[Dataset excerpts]
···
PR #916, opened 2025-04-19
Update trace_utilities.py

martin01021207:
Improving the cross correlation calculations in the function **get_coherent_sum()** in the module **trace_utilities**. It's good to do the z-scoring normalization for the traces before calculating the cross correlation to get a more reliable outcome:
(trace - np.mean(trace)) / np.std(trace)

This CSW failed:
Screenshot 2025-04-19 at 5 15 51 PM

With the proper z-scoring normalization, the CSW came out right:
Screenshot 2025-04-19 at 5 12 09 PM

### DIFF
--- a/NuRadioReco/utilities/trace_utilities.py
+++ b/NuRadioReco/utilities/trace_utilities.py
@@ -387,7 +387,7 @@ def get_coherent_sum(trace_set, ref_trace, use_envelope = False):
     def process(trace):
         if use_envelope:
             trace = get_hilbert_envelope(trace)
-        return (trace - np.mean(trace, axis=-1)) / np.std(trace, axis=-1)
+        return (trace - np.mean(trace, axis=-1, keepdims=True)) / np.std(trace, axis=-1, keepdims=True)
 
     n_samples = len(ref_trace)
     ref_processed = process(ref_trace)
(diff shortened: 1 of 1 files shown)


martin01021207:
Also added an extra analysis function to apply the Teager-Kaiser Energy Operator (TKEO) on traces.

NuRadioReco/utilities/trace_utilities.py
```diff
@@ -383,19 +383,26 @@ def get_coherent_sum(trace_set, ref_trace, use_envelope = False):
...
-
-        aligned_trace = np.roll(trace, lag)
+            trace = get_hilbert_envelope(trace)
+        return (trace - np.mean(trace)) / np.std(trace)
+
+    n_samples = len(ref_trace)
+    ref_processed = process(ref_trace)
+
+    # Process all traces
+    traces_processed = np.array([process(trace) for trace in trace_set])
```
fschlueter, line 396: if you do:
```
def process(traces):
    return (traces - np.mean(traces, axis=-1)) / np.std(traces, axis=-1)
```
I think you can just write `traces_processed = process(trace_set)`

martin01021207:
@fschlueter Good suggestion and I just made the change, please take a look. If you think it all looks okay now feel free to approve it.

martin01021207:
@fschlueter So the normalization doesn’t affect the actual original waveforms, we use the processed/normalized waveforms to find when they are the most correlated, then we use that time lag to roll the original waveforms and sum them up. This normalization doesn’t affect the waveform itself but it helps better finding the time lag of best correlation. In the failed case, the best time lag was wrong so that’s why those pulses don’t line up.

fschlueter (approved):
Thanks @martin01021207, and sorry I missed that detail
···
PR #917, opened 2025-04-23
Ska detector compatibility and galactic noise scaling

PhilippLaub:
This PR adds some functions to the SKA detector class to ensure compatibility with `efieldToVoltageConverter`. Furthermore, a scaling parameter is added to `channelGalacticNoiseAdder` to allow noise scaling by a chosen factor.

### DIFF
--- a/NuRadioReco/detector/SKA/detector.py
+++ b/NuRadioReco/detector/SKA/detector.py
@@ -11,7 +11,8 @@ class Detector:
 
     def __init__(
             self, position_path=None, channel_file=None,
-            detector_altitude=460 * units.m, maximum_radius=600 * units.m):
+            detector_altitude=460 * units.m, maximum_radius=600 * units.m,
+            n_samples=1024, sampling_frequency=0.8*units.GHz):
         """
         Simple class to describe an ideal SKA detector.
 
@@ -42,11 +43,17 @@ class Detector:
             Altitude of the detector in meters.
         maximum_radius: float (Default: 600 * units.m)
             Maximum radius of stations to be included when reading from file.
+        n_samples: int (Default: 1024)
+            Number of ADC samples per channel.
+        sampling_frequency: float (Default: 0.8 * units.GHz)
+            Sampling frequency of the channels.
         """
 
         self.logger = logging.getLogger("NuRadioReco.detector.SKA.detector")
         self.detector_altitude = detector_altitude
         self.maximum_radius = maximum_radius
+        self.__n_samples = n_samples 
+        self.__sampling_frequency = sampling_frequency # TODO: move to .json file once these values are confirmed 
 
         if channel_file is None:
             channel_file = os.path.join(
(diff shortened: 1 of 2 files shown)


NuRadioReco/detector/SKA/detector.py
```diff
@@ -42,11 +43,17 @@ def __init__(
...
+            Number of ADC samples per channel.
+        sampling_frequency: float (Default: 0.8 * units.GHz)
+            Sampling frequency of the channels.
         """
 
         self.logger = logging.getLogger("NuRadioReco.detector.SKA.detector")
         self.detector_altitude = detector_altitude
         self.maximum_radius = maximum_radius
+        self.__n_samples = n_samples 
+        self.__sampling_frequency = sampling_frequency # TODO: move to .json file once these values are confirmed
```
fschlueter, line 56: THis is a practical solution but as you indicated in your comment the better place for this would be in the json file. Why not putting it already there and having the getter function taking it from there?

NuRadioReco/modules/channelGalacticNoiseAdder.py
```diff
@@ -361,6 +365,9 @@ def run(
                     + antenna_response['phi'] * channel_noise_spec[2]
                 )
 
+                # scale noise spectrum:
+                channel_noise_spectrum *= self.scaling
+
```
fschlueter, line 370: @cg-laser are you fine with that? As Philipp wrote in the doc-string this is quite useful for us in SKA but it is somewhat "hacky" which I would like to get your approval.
···
- YOUR ASSIGNMENT
Sift through the entries and copy every line with "shortened".

- TASK OUTPUT
(diff shortened: 1 of 1 files shown)
(diff shortened: 1 of 2 files shown)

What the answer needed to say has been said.